Rare-a-thon: Wizards & Warriors

After establishing themselves as the first Western company to develop games for the NES, Rare went on to create what would become their first franchise: Wizards & Warriors. A title that brings to mind images of fantastical adventures and D&D campaigns. Wizards & Warriors is certainly inspired by the fantasy greats of its time, but it has its own distinct style.

As dictated by the manual, you play as a knight named Kuros who has ventured to the woods of Elrond with his trusty blade Brightsword. The evil wizard Malkil has abducted the princess and now hides away deep within Castle Ironspire. His ultimate goals remain unknown, but are no doubt sinister.

It’s fairly clear that Wizards & Warriors draws some inspiration here from Ghosts ‘n Goblins. An armored knight on a quest to save a maiden, traversing through several levels filled with ghouls, monsters, and devils. Several design choices are unfortunately reminiscent, such as the look of certain enemies or how your progression is marked on a pixelart map shown between stages.

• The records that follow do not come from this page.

PR #381, opened 2021-03-11
fix: remove the POST workflow status query endpoint

hatimkhan:
The current POST /api/workflows/instances/status/{status}  API is not used and the underlying database index is missing from the beginning.  No services or other APIs depend on this API.

Checklist:

- [X] Have you successfully deployed to an AWS account with your changes?
- [X] Have you successfully tested with your changes locally?


jn1119 (approved):

jn1119 (changes requested):
Seems like we need to remove this reference as well?

https://github.com/awslabs/service-workbench-on-aws/blob/e800cea5f30aa2208e11962207f6c2e181ddbde6/addons/addon-base-workflow-ui/packages/base-workflow-ui/src/helpers/api.js#L93-L95

jn1119 (approved):

PR #387, opened 2021-03-12
test: Delays to fix flakes caused when getting ID tokens

ealemayehu:


main/integration-tests/support/setup.js
```diff
@@ -131,6 +136,10 @@ class Setup {
       userRole: 'researcher',
       projectId,
     });
+
+    // Delay to prevent eventual consistency issues from affecting the next call.
+    await sleep(1000);
+
```
hatimkhan: Doesn't the 'create'  already introduce a delay?

main/integration-tests/support/setup.js
```diff
@@ -151,6 +160,10 @@ class Setup {
       userRole,
       projectId,
     });
+
+    // Delay to prevent eventual consistency issues from affecting the next call.
+    await sleep(1000);
```
hatimkhan: Doesn't the 'create' already introduce a delay?

main/integration-tests/support/setup.js
ealemayehu: Thanks for catching this! I have updated the default deflake delay from 1 to 2 seconds. The 1 second delay is what the normal maximum time dynamodb needs to persist eventually consistent changes.

main/integration-tests/support/setup.js
ealemayehu: Fixed as explained above

hatimkhan (approved):
LGTM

The core gameplay is very different, however. Stages are non-linear for example. Most are sprawling areas that extend both vertically and horizontally, with maze-like tendencies and secrets peppered all over. You have to explore these spaces to find color-coded keys that unlock matching doors and treasure chests. Doing so will bring you treasures and new equipment, or reveal the path to a boss-fight. You also have to collect gems in each level, which are used to bribe a guard that protects the entrance to the boss of any level. These gems are put all over the stage, but you’ll likely have to find at least some secrets or grind enemies to get the necessary total.

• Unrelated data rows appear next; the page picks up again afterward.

PR #423, opened 2021-04-05
chore: Add custom user agent

nguyen102:
Issue #, if available:

Description of changes:
chore: Add custom user agent

This was added to all lambdas in the `backend` solution and also the `post-deployment` solution.

Confirmation that the change worked, base on the logs in Cloud Trail. `AwsLabs/SO0144/2.1.2` is in the `userAgent`
```
{
    ...
    "eventTime": "2021-04-05T16:57:21Z",
    "eventSource": "s3.amazonaws.com",
    "eventName": "ListObjects",
    "awsRegion": "us-east-2",
    "sourceIPAddress": "18.217.252.15",
    "userAgent": "[aws-sdk-nodejs/2.804.0 linux/v12.21.0 exec-env/AWS_Lambda_nodejs12.x AwsLabs/SO0144/2.1.2 promise]",
    ...
}
```
Checklist:

AS review ticket id:

### DIFF
--- a/addons/addon-base-raas/packages/base-raas-services/lib/budgets/__tests__/budgets-service.test.js
+++ b/addons/addon-base-raas/packages/base-raas-services/lib/budgets/__tests__/budgets-service.test.js
@@ -18,6 +18,7 @@ const sinon = require('sinon');
 const ServicesContainer = require('@aws-ee/base-services-container/lib/services-container');
 const Aws = require('@aws-ee/base-services/lib/aws/aws-service');
 const JsonSchemaValidationService = require('@aws-ee/base-services/lib/json-schema-validation-service');
+const SettingsService = require('@aws-ee/base-services/lib/settings/env-settings-service');
 const AWSMock = require('aws-sdk-mock');
 
 // Mocked dependencies
@@ -52,6 +53,15 @@ describe('BudgetsService', () => {
   beforeAll(async () => {
     // Initialize services container and register dependencies
     const container = new ServicesContainer();
+    const settingsService = new SettingsService();
+    settingsService.get = jest.fn(key => {
+      if (key === 'customUserAgent') {
+        return 'AwsLabs/SO0144/X.Y.Z';
+      }
+      throw new Error('Unexpected key');
+    });
+    container.register('settings', settingsService);
+
     container.register('awsAccountsService', new AWSAccountsServiceMock());
     container.register('aws', new Aws());
     container.register('jsonSchemaValidationService', new JsonSchemaValidationService());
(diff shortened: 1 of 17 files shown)


main/config/settings/.defaults.yml
```diff
@@ -170,3 +170,6 @@ auditQldbName: ${self:custom.settings.namespace}-audit
 # Enable this to create a Service Catalog portfolio and populate workspace products
 # Override and disable this setting if you wish to create your portfolio manually
 createServiceCatalogPortfolio: true
+
+# Version number of current release
+customUserAgent: AwsLabs/SO0144/2.1.2
```
rsmayda: A new patch is about to be released FYI
```suggestion
customUserAgent: AwsLabs/SO0144/2.1.3
```

jn1119: Does this need to change with every release? I also wonder if this is the best place to put this and make it configurable given that this file is our environment specific settings and we don't want customers to even change this. What do you think?

nguyen102: Yep, this value will need to be updated with new releases. This will ensure the AWS SDK requests have the correct version number. 

Since this is the `.default` config file, I don't expect customers to actually edit the values in this file. They'll create their own environment specific files that will inherit from the `.default` config file. I placed the value here as this seems to be the only spot in which we can pass a value to all SDCs. I'm not as familiar with SWB, so please let me know if there are other places in which I can place a value and have it propagate to other SDCs.

jn1119: I actually had something complex in mind- something along the lines of pulling version from change log and adding it to an SSM parameter as part of a deployment script. Later the parameter can be used for various purposes like displaying the version in UI, using it for user agent or even giving warning to users if they are doing a major version release change in the environment. But it seems like we didn't scope the automation as part of the issue you were working on.

addons/addon-base/packages/services/lib/aws/aws-service.js
```diff
@@ -39,6 +39,10 @@ class AwsService extends Service {
       this._sdk = AWSXRay.captureAWS(require('aws-sdk'));
     }
 
+    this._sdk.config.update({
+      customUserAgent: this.settings.get('customUserAgent'),
+    });
```
jn1119: what is the behavior if this field is missing? And how does local API testing work? I am guessing we don't want the SDK to have this enabled when service is deployed locally?

jn1119 (dismissed):

jn1119 (approved):

addons/addon-base-raas/packages/base-raas-services/lib/budgets/__tests__/budgets-service.test.js
```diff
@@ -52,6 +53,15 @@ describe('BudgetsService', () => {
   beforeAll(async () => {
     // Initialize services container and register dependencies
     const container = new ServicesContainer();
+    const settingsService = new SettingsService();
+    settingsService.get = jest.fn(key => {
+      if (key === 'customUserAgent') {
```
Bingjiling, line 58: Good catch!

Bingjiling (approved):
LGTM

This exploration-driven gameplay is a lot of fun. Each stage is well-designed and interesting, while never being too complicated to figure out. It’s also very rewarding. If you put in the effort, thoroughly explore all the optional areas, then you can usually acquire some very powerful upgrades much sooner. Magic spells and items that make you stronger or help out in platforming, or useful sub-weapons. These will reappear in more obvious places later in the game, but it feels very good when you score these early and then get to cheese a few otherwise-challenging segments.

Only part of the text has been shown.